Stored entries:
PR #1246, opened 2017-09-14
add support to SystemCompiler generic easyblock to specify custom compiler command rather than always using lowercase 'name'

boegel:


ocaisa:
This will get some love when #1106 does :P

boegel:
@ocaisa Planning to get to that...

ocaisa:
One issue, it's not really made clear that this information is only used to figure out what the compiler version is. It has no impact on what compiler will be used by the generated module.

What is the use case exactly?

ocaisa:
Is it for the case where you providing a full path to the compiler? If so, that is actually not handled by the easyblock, you would need to strip the path from the incoming command to get the (current) pattern matching to work

ocaisa:
Handling that case would be nice, and this seems like a good PR to do it in

boegel:
I was using this to generate a `GCCcore` module with the system `gcc`, but you handled that different & perhaps better in https://github.com/easybuilders/easybuild-easyblocks/pull/1106, so let's go with that.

WHAT THE EXERCISE ASKS: In the records above, find the lines containing "compiler" and copy them.

TASK ANSWER:
add support to SystemCompiler generic easyblock to specify custom compiler command rather than always using lowercase 'name'
One issue, it's not really made clear that this information is only used to figure out what the compiler version is. It has no impact on what compiler will be used by the generated module.
Is it for the case where you providing a full path to the compiler? If so, that is actually not handled by the easyblock, you would need to strip the path from the incoming command to get the (current) pattern matching to work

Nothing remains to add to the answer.